2. When we conflate the idea of dieting for weight-loss with the need to make changes to improve health. Those choices don’t automatically point to calorie restriction through a weight-loss plan like Weight Watchers. They might point to more generally habit changes, water, sleep, and so on.
Health is a relative state of being. What I do to obtain or maintain mine may differ from what you do, or what Ashley does or what Oprah does. Because that's what relativity is.
This isn't any sort of endorsement of Weight Watchers — the opposite, in fact. I hate Weight Watchers. The list of reasons I hate it is long, but nowhere near exhaustive. Primarily, for me, WW, when layered on top of a mental illness, pushed me into an eating disorder. But that’s what Oprah chose (maybe because she feels comfortable with it, maybe because she owns it and loves money). And it worked for her. (Like 11 times? So, not really.) Will this one stick? I don’t know. Statistics say not, but statistical likelihood of success isn't the only thing that’s important to talk about.

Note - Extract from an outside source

PR #507, opened 2023-10-26
new version of enhsp

hstairs:


arbimo:
General question: don't we want to avoid specifying exact version. Since we (developers) are working with the master branch exact version work ok. But with the current schema, if a user wants an updated version of (e.g.) ENHSP with a bug fix, we need to cut a new release of the UP (with updated version numbers) to comply with the dependency requirements.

It’s equally, if not more, important that we talk about ways we can positively impact our health and wellness in ways that don’t involve the traditional and ineffective calorie-restrictive weight-loss plan.
And it's also important that we remind ourselves that even the richest woman in the world is still just a person. She is still sometimes frightened about her health; she is still sometimes worried that she'll lose it. The vast majority of the time, money, not even a lot of it, can save you from death; death is a common denominator.
I am human, like you are human, like Ashley and Oprah are human, and this is where we are failing, we forget that we are all human. It's not about how we choose to live our best lives; it's simply that we are allowed to live them.